PR #2283, opened 2026-09-09
fix(rpc): harden `Emitter::mempool` against a malicious RPC

### LINKED ISSUE #2282: bdk_bitcoind_rpc: Unbounded spin loop, memory growth, and missing txid validation in Emitter::mempool_at
**Describe the bug**  

In `Emitter::mempool_at`, there are three related issues regarding RPC polling behavior, memory usage, and transaction ID validation:
- Unbounded tip-consistency spin loop: The loop in `mempool_at` retries `get_block_count` and `get_block_hash` until two consecutive calls agree on the tip. If an RPC endpoint flaps or alternates responses between calls, this loop spins indefinitely without an iteration limit, timeout, or backoff causing high CPU usage and rapid RPC request flooding.
- Unbounded `mempool_snapshot` memory growth: Every txid returned by `getrawmempool` that is not already cached is fetched in full via `get_raw_transaction` and inserted into `mempool_snapshot`. There is no limit on the number of transactions fetched or tracked per poll, leading to uncontrolled memory growth if the node presents an arbitrary number of transactions.
- Missing txid validation on fetch: When inserting fetched transactions into `mempool_snapshot` via `self.mempool_snapshot.insert(txid, tx.clone())`, the map key is set to the requested txid rather than the computed ID of the returned transaction (tx.compute_txid()). If the RPC server returns a transaction body whose actual txid does not match the requested txid, the crate accepts and caches the mismatched transaction without error.

**To Reproduce**  

- Set up Emitter::mempool connected to a Bitcoin RPC mock server.
- For the spin loop: Configure the mock RPC server to alternate tip hash or height responses on consecutive calls during mempool_at. Observe that the client spins indefinitely in the retry loop.
- For unverified txid insertion: Configure the mock RPC so getrawmempool returns txid X. When getrawtransaction is called for X, have the mock RPC return the raw transaction bytes for a different transaction Y.
- Run Emitter::mempool. Observe that the crate emits transaction Y without throwing a txid mismatch error, storing the mis-keyed entry in mempool_snapshot.

**Expected behavior**  

- The tip-consistency loop should be bounded with a maximum retry cap or backoff strategy, returning an error if consistency cannot be established within N retries. 
- `mempool_snapshot` tracking should impose limits on fetched transactions per poll to guard against unbounded memory consumption.
- Transactions fetched via `get_raw_transaction` should be verified (tx.compute_txid() == txid) before being inserted into mempool_snapshot

**Build environment**  
- BDK tag/commit: 337e9d68
- Rust/Cargo version: 1.75.0 or higher

- [ ] Electrum
- [ ] Esplora
- [x] Bitcoin Core RPC

- [ ] Yes
- [x] No

**Additional context**

tvpeter:
### Description

This PR fixes `Emitter::mempool` and `mempool_at`  to protect  against DOS and data spoofing vectors originating from a malicious RPC node or a MITM actor. The updates address three vulnerabilities:
- Unbounded Tip-Consistency Loop: Prevents infinite spin loops when a node returns flapping tip headers.
- Unverified Txid Validation: Rejects fetched txs bodies whose computed hash does not match the requested txid.
- Unbounded Memory Usage: Limits tracked mempool transactions in mempool_snapshot to prevent memory exhaustion.

##### Problem and fix

- Unbounded tip-consistency spin loop: The loop in `mempool_at` retries `get_block_count` and `get_block_hash` until two consecutive calls agree on the tip. If an RPC node alternates responses between calls, this loop spins indefinitely  causing high CPU usage and rapid RPC request flooding.
_Fix_: bound the loop with MEMPOOL_TIP_CONSISTENCY_MAX_ATTEMPTS
- Unbounded mempool_snapshot memory growth: Every txid returned by `getrawmempool` that is not already cached is fetched in full via `get_raw_transaction` and inserted into `mempool_snapshot`. There is no limit on the number of transactions fetched or tracked per poll, leading to uncontrolled memory growth if the node presents an arbitrary number of transactions.
_Fix_: track at most `max_mempool_txs `transactions (default DEFAULT_MAX_MEMPOOL_TXS = 100_000, configurable via Emitter::with_max_mempool_txs). Once the cap is reached, unknown mempool transactions are skipped. The emitter’s own known transactions bypass the fetch path and are never dropped.
- Missing txid validation on fetch: When inserting fetched transactions into `mempool_snapshot` via `self.mempool_snapshot.insert(txid, tx.clone())`, the map key is set to the requested txid rather than `tx.compute_txid()`. If the RPC server returns a transaction body whose actual txid does not match the requested txid, the crate accepts and caches the mismatched tx without error.
_Fix_: recompute the txid of the fetched tx body and reject it on mismatch, before it is cached or emitted

Closes #2282 

### Notes to the reviewers

- New pub const `DEFAULT_MAX_MEMPOOL_TXS: usize = 100_000`
- New builder method `Emitter::with_max_mempool_txs(usize)`
- No changes to `Emitter::new` or any existing method signatures.
- Failure paths in the fixes reuse the existing bitcoincore_rpc::Error::UnexpectedStructure variant, so no new error type is introduced. mempool_at may now return Err or a truncated snapshot in situations where it previously hung or grew unboundedly

### Changelog notice

 - Fixed`Emitter::mempool`/`mempool_at`: bound the tip-consistency retry loop so a  flapping or malicious node cannot spin it forever, and reject transaction bodies  whose computed txid does not match the requested txid instead of caching a
mis-keyed entry.

#### All Submissions:

#### New Features:

#### Bugfixes:

### DIFF
--- a/crates/bitcoind_rpc/src/lib.rs
+++ b/crates/bitcoind_rpc/src/lib.rs
@@ -54,6 +54,10 @@ pub struct Emitter<C> {
     /// sure the tip block is already emitted. When a block is emitted, the transactions in the
     /// block are removed from this field.
     mempool_snapshot: HashMap<Txid, Arc<Transaction>>,
+    /// Maximum number of transactions to track in `mempool_snapshot`. Once reached, unknown
+    /// mempool transactions are skipped rather than fetched and stored, bounding memory so a
+    /// malicious node cannot grow the snapshot unboundedly. See [`Emitter::with_max_mempool_txs`].
+    max_mempool_txs: usize,
 }
 
 /// Indicates that there are no initially-expected mempool transactions.
@@ -61,6 +65,18 @@ pub struct Emitter<C> {
 /// Use this as the `expected_mempool_txs` field of [`Emitter::new`] when the wallet is known
 /// to start empty (i.e. with no unconfirmed transactions).
 pub const NO_EXPECTED_MEMPOOL_TXS: core::iter::Empty<Arc<Transaction>> = core::iter::empty();
+
+/// Maximum attempts to obtain a mempool snapshot consistent with the node's tip before
+/// [`Emitter::mempool_at`] returns an error. Bounds the retry loop so a malicious
+/// node cannot spin it forever.
+const MEMPOOL_TIP_CONSISTENCY_MAX_ATTEMPTS: usize = 10;
+/// Default maximum number of transactions an [`Emitter`] tracks in its mempool snapshot.
+///
+/// Bounds the memory used by `mempool_snapshot` so a malicious or compromised node cannot grow it
+/// unboundedly by streaming distinct txids. Override with [`Emitter::with_max_mempool_txs`]. Chosen
+/// to comfortably exceed a default-configured node's mempool while still bounding worst-case
+/// memory; the wallet's own transactions are never dropped, as they bypass the fetch path.
+pub const DEFAULT_MAX_MEMPOOL_TXS: usize = 100_000;
 
 impl<C> Emitter<C>
 where
@@ -96,7 +112,23 @@ where
                     (tx.compute_txid(), tx)
                 })
                 .collect(),
+            max_mempool_txs: DEFAULT_MAX_MEMPOOL_TXS,
         }
+    }
+
+    /// Set the maximum number of transactions the [`Emitter`] tracks in its mempool snapshot.
+    ///
+    /// Once the snapshot holds this many transactions, further *unknown* mempool transactions are
+    /// skipped for the current and subsequent polls (they are not fetched or stored) until existing
+    /// entries are freed by confirmations or by catching up to the node's tip. This bounds the
+    /// memory a malicious node can force the emitter to allocate.
+    ///
+    /// Transactions already known to the emitter — those provided via `expected_mempool_txs` in
+    /// [`Emitter::new`] or seen in a previous poll — are never dropped, as they bypass the fetch
+    /// path. Defaults to [`DEFAULT_MAX_MEMPOOL_TXS`].
+    pub fn with_max_mempool_txs(mut self, max_mempool_txs: usize) -> Self {
+        self.max_mempool_txs = max_mempool_txs;
+        self
     }
 
     /// Emit mempool transactions and any evicted [`Txid`]s.
@@ -151,6 +183,20 @@ where
     /// `sync_time` is in unix seconds.
     ///
     /// This is the no-std version of [`mempool`](Self::mempool).
+    ///
+    /// # Errors
+    ///
+    /// Returns [`bitcoincore_rpc::Error::UnexpectedStructure`] if the node's tip keeps changing
+    /// across a bounded number of consistency retries, or if the node returns a transaction body
+    /// whose computed txid does not match the requested txid. In the latter case the entire poll
+    /// fails; retry on the next poll.
+    ///
+    /// # Truncation
+    ///
+    /// At most [`with_max_mempool_txs`](Self::with_max_mempool_txs) transactions are tracked. If
+    /// the node's mempool exceeds that, unknown transactions beyond the limit are silently
+    /// omitted from the returned snapshot (the emitter's own known transactions are always
+    /// included).
     pub fn mempool_at(&mut self, sync_time: u64) -> Result<MempoolEvent, bitcoincore_rpc::Error> {
         let client = &*self.client;
 
@@ -158,6 +204,7 @@ where
         let mut rpc_tip_hash;
         let mut rpc_mempool;
         let mut rpc_mempool_txids;
+        let mut attempts: usize = 0;
 
         // Ensure we get a mempool snapshot consistent with `rpc_tip_hash` as the tip.
         loop {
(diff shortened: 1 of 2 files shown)


crates/bitcoind_rpc/src/lib.rs
```diff
@@ -62,6 +66,18 @@ pub struct Emitter<C> {
...
+/// [`Emitter::mempool_at`] returns an error. Bounds the retry loop so a malicious
+/// node cannot spin it forever.
+const MEMPOOL_TIP_CONSISTENCY_MAX_ATTEMPTS: usize = 10;
+/// Default maximum number of transactions an [`Emitter`] tracks in its mempool snapshot.
+///
+/// Bounds the memory used by `mempool_snapshot` so a malicious or compromised node cannot grow it
+/// unboundedly by streaming distinct txids. Override with [`Emitter::with_max_mempool_txs`]. Chosen
+/// to comfortably exceed a default-configured node's mempool while still bounding worst-case
+/// memory; the wallet's own transactions are never dropped, as they bypass the fetch path.
+pub const DEFAULT_MAX_MEMPOOL_TXS: usize = 100_000;
```
notmandatory, line 79: How did you choose this default? it seems low to me to be a max value. The current mempool has about 80K tx in it. I'd expect even a much larger max would prevent the unbounded malicious issue without risking the number being too low and ignoring tx from a valid non-malicious node.

notmandatory:
I'm not 100% convinced this needs to be fixed. What examples can you think of where someone would be connecting to a malicious node? The general recommended practice is to only connect to core nodes you control and I don't know of any public services that provide public RPC access.

crates/bitcoind_rpc/src/lib.rs
tvpeter: I did not think thoroughly on this default count, as I assumed that users will be more inclined to set a count that serves them and that is why I added the `Emitter::with_max_mempool_txs` method to allow them to set the count that is suitable for them. But as you noted, I checked and it should ideally be on an upper ceiling of 1m based on Core’s `maxmempool` default size of 300mb.

tvpeter:
> I'm not 100% convinced this needs to be fixed. What examples can you think of where someone would be connecting to a malicious node? The general recommended practice is to only connect to core nodes you control and I don't know of any public services that provide public RPC access.

For anyone running their own setup, the risk is near zero. However, for a remote setup (node on a VPS), with no TLS, there is a (little) chance of MITM attack. However, that may not be a good argument to warrant these changes. The only sub-issue I think should be considered is the transaction validation on fetch which is already done in the [BdkElectrumClient::fetch_tx](https://github.com/bitcoindevkit/bdk/blob/38b52d99fdcc772ab46e99ba73bfd0591f8c0325/crates/electrum/src/bdk_electrum_client.rs#L75).  I'm happy to scope it to just that issue or drop the entire PR if it does not merit a change.

Thank you.

notmandatory:
> For anyone running their own setup, the risk is near zero. However, for a remote setup (node on a VPS), with no TLS, there is a (little) chance of MITM attack. However, that may not be a good argument to warrant these changes. The only sub-issue I think should be considered is the transaction validation on fetch which is already done in the [BdkElectrumClient::fetch_tx](https://github.com/bitcoindevkit/bdk/blob/38b52d99fdcc772ab46e99ba73bfd0591f8c0325/crates/electrum/src/bdk_electrum_client.rs#L75). I'm happy to scope it to just that issue or drop the entire PR if it does not merit a change.

Yes I think the code changes here are out of scope but double check if there's somewhere in the docs we need to mention that this feature assumes the user is connected to a bitcoind node they trust. And given that assumption I don't think the tx validation check is needed either. Although it seems like a basic safety thing, I have a concern about how it would impact performance. The RPC interface is ideal for users with large wallets (ie. some sort of shared custodial setup).

But I could be wrong that adding this check has any performance impact, and if it's negligible then it doesn't hurt to add and I'd support doing it. Think about how you might test to see what the impact is on a test wallet validating 1000s of tx during initial sync.  Thanks for looking into this.

notmandatory:
Also want to mention, your code and this discussion are still valuable even if nothing gets merged. It helps other devs (or LLMS 🤖) who might see the same potential issue.

tvpeter:
> Yes I think the code changes here are out of scope but double check if there's somewhere in the docs we need to mention that this feature assumes the user is connected to a bitcoind node they trust.

I think the most suitable place to consider is a fresh section at the module level documentation [here](https://github.com/bitcoindevkit/bdk/blob/38b52d99fdcc772ab46e99ba73bfd0591f8c0325/crates/bitcoind_rpc/src/lib.rs#L9)
> 
> But I could be wrong that adding this check has any performance impact, and if it's negligible then it doesn't hurt to add and I'd support doing it. Think about how you might test to see what the impact is on a test wallet validating 1000s of tx during initial sync. 

I ran a benchmark on my fork ([#1](https://github.com/tvpeter/bdk/pull/1)) and the check's impact seemed negligible. It costs a stable ~0.8 µs/tx for a typical tx (~0.6–2.7 µs across sizes), roughly 2× a bare deserialize, but both are sub-microsecond and it is <1% of the full get_raw_transaction fetch. Extrapolated, even a full ~100k-tx mempool is ~80 ms of hashing on top of a fetch phase measured in tens of seconds. It also runs only on the mempool path and once per newly-fetched tx. 

So if you consider the above performance impact level acceptable, then I will scope the PR to a documentation change and the check only otherwise I will happily close it.

Thank you

notmandatory:
I agree, based on your performance testing this can be scoped to the documentation and check only.

tvpeter:
Closing this PR in favour of #2316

◆ ◆ ◆ ◆

**WORK REQUEST**
Only a number is expected: the count of lines in the entries that include the string "empty".

**YOUR RESPONSE**
2